▶ _TO DO_
Across the records below, report how many lines include the word "reusable", stating the number alone.

▶ _DATA SUPPLIED_
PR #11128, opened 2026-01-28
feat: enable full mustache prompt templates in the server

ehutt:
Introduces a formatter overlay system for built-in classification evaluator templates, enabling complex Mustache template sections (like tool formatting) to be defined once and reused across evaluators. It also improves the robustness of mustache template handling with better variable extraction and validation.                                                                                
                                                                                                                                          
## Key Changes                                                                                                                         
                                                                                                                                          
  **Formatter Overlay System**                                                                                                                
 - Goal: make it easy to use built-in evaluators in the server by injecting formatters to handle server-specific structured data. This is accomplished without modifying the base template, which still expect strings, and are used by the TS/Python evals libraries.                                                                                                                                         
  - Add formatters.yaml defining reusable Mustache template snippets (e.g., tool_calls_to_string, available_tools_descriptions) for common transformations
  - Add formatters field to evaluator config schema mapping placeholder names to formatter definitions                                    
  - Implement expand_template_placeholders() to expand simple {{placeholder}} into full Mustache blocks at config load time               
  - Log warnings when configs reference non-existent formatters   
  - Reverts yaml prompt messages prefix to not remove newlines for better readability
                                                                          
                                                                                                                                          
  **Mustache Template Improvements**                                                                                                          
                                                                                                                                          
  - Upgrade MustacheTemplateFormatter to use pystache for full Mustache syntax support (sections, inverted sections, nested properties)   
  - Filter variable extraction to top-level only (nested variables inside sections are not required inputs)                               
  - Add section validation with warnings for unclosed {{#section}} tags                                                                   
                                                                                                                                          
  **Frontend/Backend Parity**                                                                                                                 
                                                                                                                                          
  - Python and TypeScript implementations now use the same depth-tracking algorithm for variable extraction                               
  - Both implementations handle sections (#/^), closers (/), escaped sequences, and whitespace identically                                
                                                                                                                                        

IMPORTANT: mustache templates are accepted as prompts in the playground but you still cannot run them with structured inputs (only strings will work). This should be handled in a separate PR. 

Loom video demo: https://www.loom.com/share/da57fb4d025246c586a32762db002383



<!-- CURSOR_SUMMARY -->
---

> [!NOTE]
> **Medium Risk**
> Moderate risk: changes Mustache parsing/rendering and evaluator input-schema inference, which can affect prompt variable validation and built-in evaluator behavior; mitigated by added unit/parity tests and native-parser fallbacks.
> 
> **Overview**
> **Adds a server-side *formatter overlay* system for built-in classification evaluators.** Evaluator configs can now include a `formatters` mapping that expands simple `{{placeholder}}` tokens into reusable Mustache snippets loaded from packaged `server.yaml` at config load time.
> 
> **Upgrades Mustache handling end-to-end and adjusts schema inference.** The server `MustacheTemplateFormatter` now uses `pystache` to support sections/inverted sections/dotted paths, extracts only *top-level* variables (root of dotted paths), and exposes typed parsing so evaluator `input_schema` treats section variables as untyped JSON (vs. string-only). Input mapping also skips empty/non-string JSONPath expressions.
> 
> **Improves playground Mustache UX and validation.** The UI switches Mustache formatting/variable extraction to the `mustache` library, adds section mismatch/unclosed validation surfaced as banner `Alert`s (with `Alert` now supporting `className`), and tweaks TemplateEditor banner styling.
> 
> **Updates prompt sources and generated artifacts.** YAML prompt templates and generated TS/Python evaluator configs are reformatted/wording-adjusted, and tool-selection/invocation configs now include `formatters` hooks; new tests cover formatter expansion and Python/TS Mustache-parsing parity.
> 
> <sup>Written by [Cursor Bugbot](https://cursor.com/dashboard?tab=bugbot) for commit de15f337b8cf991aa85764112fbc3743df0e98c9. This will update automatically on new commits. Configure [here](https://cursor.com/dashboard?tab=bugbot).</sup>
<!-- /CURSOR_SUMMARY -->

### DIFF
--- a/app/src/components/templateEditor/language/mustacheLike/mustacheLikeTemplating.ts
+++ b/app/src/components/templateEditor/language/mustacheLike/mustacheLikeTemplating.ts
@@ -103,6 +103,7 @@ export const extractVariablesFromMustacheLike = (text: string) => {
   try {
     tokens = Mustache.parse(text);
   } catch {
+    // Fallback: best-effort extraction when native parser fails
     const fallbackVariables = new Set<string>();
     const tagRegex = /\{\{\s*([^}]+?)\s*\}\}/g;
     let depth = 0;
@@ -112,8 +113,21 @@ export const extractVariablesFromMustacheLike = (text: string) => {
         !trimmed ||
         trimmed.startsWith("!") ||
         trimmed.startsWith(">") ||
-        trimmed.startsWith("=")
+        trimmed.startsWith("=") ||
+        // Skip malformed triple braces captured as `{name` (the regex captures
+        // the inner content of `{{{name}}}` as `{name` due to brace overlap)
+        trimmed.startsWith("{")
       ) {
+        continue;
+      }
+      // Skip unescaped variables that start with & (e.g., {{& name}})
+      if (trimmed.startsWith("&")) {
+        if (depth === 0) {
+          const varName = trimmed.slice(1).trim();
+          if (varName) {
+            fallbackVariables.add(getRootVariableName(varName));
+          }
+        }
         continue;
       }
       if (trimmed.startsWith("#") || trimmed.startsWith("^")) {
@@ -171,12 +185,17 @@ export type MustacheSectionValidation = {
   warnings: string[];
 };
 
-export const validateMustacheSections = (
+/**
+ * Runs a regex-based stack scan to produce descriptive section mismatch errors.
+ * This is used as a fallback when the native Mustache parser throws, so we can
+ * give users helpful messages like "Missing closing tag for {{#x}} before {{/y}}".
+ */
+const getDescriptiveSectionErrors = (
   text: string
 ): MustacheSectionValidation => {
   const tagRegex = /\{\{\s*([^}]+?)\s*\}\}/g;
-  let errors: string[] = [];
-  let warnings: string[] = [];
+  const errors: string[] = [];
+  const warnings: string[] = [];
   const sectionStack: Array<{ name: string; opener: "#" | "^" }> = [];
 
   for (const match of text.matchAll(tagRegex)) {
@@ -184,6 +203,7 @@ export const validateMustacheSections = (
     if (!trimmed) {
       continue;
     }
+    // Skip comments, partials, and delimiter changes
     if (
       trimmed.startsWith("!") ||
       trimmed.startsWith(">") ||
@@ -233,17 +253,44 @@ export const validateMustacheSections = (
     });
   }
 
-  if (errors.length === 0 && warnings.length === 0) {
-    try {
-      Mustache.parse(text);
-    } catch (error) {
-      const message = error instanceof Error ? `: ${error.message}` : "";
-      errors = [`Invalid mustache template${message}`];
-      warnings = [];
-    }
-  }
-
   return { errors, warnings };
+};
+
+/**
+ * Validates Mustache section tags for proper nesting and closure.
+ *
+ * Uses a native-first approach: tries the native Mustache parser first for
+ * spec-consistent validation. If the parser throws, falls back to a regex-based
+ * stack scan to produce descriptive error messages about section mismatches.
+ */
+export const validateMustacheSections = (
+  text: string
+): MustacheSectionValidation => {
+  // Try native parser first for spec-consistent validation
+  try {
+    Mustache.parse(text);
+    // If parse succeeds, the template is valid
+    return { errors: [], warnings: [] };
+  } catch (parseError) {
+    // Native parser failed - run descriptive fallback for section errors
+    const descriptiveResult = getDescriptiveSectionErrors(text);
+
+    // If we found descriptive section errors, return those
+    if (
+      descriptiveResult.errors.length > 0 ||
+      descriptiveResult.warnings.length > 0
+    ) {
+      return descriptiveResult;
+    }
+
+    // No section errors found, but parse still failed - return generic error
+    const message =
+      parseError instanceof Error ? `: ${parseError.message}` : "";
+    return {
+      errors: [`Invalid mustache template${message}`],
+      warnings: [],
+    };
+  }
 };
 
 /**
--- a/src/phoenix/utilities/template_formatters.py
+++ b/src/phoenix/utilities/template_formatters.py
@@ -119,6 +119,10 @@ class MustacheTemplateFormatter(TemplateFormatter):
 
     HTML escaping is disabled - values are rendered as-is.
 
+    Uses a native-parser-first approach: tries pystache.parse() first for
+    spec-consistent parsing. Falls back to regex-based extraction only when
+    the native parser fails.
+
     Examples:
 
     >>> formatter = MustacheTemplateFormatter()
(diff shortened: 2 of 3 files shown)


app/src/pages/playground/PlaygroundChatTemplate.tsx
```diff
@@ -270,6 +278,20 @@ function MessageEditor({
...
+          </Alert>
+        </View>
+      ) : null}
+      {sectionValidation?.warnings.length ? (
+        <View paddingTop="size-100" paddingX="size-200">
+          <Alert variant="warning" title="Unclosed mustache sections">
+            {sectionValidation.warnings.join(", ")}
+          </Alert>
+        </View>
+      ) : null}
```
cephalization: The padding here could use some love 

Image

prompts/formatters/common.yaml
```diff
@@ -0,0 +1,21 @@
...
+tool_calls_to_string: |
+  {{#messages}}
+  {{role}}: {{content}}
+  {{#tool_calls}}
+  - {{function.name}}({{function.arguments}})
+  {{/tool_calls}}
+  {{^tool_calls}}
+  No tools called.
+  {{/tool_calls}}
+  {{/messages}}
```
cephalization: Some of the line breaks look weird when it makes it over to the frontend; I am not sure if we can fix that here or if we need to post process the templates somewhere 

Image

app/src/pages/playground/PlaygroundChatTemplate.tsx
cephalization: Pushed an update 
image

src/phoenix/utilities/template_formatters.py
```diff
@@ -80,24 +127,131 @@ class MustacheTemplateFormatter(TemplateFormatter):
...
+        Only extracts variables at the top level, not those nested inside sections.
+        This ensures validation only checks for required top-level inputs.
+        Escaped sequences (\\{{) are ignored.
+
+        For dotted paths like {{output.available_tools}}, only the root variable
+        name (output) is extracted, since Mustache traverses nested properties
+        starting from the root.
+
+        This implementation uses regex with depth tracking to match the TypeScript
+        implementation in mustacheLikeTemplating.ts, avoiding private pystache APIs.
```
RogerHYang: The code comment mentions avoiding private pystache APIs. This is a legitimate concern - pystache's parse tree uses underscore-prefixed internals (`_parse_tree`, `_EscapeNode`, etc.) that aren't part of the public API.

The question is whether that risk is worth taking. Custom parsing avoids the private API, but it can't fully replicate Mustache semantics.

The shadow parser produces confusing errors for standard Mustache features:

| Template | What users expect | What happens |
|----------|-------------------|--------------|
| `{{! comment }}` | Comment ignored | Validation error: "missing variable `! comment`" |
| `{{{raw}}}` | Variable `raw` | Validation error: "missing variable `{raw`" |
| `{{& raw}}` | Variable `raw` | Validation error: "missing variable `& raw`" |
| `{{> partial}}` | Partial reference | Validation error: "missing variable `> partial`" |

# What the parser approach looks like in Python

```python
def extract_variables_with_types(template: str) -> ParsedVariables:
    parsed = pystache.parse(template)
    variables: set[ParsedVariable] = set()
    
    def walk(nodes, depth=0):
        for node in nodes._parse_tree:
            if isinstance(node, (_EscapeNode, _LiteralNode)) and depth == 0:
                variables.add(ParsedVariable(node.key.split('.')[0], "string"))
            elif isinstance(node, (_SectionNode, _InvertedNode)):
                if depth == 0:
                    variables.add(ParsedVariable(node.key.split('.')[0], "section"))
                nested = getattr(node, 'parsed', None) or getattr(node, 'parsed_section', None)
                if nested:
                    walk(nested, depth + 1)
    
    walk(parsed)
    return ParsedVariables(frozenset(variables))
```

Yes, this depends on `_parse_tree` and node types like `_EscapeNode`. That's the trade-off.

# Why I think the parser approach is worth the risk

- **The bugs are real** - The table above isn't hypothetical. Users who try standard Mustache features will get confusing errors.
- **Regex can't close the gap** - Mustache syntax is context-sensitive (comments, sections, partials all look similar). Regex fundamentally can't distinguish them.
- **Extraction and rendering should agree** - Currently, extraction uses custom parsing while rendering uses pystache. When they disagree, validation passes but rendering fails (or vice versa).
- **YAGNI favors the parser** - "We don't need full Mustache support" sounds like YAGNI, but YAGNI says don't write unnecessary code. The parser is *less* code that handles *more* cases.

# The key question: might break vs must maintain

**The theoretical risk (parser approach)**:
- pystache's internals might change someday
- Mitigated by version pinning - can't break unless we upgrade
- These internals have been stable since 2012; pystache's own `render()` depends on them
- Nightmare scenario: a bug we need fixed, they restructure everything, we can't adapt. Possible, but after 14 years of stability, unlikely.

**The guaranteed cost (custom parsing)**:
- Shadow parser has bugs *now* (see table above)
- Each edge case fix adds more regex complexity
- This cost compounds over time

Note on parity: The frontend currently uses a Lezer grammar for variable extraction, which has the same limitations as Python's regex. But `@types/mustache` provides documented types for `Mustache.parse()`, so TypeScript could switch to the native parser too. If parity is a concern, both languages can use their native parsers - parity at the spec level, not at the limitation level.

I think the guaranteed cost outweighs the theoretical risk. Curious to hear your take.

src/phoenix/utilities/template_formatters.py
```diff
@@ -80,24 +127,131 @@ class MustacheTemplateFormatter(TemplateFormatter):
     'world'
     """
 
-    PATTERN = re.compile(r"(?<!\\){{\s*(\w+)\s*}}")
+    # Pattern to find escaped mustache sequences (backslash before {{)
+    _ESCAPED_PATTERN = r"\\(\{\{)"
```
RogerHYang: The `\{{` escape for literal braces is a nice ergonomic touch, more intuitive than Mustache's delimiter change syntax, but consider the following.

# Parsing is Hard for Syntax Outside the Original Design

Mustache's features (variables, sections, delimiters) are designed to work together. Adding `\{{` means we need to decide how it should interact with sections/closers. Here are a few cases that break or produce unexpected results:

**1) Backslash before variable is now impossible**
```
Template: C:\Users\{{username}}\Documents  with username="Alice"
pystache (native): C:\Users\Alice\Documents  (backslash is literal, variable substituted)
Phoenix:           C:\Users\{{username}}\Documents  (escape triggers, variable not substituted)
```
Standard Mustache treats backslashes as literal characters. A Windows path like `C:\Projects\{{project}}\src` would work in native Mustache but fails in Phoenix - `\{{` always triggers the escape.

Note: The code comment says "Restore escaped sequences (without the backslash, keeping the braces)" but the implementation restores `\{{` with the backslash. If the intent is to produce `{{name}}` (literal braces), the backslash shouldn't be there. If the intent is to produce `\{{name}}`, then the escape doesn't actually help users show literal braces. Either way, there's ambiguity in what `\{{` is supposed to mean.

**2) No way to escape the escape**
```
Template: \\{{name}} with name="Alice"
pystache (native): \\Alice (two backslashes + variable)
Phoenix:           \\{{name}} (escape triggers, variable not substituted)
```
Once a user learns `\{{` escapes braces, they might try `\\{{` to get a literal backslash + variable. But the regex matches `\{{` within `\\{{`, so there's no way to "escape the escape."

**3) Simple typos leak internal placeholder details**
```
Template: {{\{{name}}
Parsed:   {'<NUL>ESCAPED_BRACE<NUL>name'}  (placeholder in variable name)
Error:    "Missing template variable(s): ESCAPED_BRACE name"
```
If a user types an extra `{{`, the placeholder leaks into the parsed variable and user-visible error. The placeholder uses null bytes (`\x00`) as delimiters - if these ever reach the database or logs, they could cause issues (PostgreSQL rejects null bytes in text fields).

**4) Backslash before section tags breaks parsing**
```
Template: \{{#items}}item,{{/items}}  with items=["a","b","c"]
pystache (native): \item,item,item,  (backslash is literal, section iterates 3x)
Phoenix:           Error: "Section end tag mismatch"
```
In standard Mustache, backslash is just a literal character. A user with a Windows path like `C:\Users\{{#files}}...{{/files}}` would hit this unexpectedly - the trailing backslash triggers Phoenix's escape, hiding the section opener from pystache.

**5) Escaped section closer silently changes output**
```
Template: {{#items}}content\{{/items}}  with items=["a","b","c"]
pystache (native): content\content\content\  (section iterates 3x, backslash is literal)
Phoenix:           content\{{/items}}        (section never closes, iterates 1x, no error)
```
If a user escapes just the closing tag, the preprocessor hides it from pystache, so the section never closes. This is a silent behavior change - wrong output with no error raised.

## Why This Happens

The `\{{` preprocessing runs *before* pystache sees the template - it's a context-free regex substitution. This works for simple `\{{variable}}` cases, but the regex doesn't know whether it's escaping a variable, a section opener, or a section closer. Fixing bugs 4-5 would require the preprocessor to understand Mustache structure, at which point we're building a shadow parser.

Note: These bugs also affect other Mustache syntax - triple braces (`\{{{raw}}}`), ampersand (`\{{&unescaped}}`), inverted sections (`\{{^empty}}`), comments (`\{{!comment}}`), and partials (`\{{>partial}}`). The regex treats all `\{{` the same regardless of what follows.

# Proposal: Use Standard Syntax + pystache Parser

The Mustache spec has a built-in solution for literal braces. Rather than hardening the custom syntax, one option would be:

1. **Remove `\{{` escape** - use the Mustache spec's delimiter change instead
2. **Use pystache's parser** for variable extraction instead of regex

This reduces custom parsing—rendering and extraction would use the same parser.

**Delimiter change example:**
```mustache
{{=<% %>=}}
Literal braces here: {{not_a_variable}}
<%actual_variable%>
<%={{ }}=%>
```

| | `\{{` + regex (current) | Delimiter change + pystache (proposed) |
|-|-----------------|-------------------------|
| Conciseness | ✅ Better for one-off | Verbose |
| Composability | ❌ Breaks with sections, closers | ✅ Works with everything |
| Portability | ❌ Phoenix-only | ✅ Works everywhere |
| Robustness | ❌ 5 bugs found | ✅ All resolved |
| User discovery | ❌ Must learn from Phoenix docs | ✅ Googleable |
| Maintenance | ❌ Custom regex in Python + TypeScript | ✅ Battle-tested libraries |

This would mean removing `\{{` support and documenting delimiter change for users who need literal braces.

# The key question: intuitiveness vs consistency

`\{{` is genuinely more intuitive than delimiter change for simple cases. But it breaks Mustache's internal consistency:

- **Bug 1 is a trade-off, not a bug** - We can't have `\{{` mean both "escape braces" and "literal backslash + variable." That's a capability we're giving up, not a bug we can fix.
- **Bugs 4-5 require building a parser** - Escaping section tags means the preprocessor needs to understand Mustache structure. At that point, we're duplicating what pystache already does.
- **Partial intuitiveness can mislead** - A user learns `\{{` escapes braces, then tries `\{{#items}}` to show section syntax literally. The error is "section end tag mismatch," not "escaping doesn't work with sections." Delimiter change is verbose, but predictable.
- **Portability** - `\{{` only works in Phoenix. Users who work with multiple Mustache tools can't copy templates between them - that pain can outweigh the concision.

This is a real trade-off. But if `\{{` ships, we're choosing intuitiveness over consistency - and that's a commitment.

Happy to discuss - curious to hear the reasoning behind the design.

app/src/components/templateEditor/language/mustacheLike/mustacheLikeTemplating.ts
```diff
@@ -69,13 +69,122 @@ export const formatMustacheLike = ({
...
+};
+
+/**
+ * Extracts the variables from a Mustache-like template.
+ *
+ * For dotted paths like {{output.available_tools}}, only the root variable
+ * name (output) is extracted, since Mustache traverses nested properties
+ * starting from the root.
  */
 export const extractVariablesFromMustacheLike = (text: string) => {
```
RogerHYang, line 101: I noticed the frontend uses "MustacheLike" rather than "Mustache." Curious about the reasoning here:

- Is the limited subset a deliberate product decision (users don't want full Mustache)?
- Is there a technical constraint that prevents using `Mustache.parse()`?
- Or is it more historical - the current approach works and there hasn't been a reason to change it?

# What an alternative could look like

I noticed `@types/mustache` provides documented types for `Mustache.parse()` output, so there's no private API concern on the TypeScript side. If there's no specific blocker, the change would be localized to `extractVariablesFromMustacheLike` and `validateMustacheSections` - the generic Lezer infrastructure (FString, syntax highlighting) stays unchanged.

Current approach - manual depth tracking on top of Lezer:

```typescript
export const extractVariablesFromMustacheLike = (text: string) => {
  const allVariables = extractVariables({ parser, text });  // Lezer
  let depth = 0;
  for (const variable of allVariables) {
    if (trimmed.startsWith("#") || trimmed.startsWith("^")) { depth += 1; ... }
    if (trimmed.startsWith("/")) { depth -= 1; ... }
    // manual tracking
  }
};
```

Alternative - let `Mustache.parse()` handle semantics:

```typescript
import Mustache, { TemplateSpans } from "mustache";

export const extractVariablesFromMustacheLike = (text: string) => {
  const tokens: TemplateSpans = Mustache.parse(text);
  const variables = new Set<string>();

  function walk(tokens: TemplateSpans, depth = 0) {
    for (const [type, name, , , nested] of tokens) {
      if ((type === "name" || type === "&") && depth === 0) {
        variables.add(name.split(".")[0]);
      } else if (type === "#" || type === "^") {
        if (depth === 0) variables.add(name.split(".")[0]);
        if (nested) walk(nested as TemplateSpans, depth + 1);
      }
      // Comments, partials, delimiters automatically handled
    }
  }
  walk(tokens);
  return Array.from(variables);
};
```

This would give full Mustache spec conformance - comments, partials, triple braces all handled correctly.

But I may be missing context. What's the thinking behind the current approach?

▶ _TASK OUTPUT_
2